**Work to complete:** Among the records that follow, find the line with "cloud-connector: add support" and the line with "used to preserve". Set down those lines and all lines between them exactly, without adding anything.

**Collected data:**
PR #120, opened 2018-05-18
cloud-connector: add support for DELETE'ing objects in S3 store

dbishop:
local-to-me objects can now be deleted; deletes are not propagated through
to the remote-to-me Swift store.

Also make provider delete_object() return a ProviderResponse

Also also, error ProviderResponses now have a `reraise()` method which will
reraise the low-level exception from the provider's library.  This is only
used to preserve some existing behavior, but it's potentially quite useful
for debugging, especially as providers are used more by cloud-connector,
etc.

### DIFF
--- a/s3_sync/base_sync.py
+++ b/s3_sync/base_sync.py
@@ -20,16 +20,30 @@ from swift.common.swob import RESPONSE_REASONS
 
 
 class ProviderResponse(object):
-    def __init__(self, success, status, headers, body):
+    def __init__(self, success, status, headers, body, exc_info=None):
         self.success = success
         self.status = status
         self.headers = headers
         self.body = body
+        # optional result from calling sys.exc_info(); used to implement
+        # reraise(), which allows a receiver of a ProviderResponse to reraise a
+        # prior client library exception.
+        self.exc_info = exc_info
 
     def to_wsgi(self):
         # WSGI expects an HTTP status + reason string
         wsgi_status = '%d %s' % (self.status, RESPONSE_REASONS[self.status][0])
         return wsgi_status, self.headers.items(), self.body
+
+    def __repr__(self):
+        return '<%s: %s, %r, %r, %r>' % (
+            self.__class__.__name__, self.success, self.status, self.headers,
+            (self.body or '')[:70])
+
+    def reraise(self):
+        if self.exc_info:
+            raise self.exc_info[0], self.exc_info[1], self.exc_info[2]
+        raise ValueError('reraise had no prior exception for %r' % self)
 
 
 class BaseSync(object):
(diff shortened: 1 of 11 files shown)


s3_sync/base_sync.py
```diff
@@ -20,17 +20,31 @@
...
 
     def to_wsgi(self):
         # WSGI expects an HTTP status + reason string
         wsgi_status = '%d %s' % (self.status, RESPONSE_REASONS[self.status][0])
         return wsgi_status, self.headers.items(), self.body
 
+    def __repr__(self):
+        return '<%s: %s, %r, %r, %r>' % (
+            self.__class__.__name__, self.success, self.status, self.headers,
+            (self.body or '')[:70])
```
timuralp: I think we should be careful about this, as in certain cases (on GET) it will mean returning partial response if `__repr__` gets called in any log line. I'd consider not including any part of the body here.

s3_sync/sync_s3.py
```diff
@@ -315,6 +315,12 @@ def _perform_op(s3_client):
             try:
                 resp = getattr(s3_client, op)(**args)
                 body = resp.get('Body', iter(['']))
+
+                # S3 API responses are inconsistent, so there will be various
+                # special-cases here.  This one about CopyObjectResult is for
+                # PUTs that copy objects (to update metadata or whatever).
+                # The API response for delete_object is also different (but
+                # only sometimes?)..
```
timuralp: Nit: double "."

**Output of the task:**
cloud-connector: add support for DELETE'ing objects in S3 store

dbishop:
local-to-me objects can now be deleted; deletes are not propagated through
to the remote-to-me Swift store.

Also make provider delete_object() return a ProviderResponse

Also also, error ProviderResponses now have a `reraise()` method which will
reraise the low-level exception from the provider's library.  This is only
used to preserve some existing behavior, but it's potentially quite useful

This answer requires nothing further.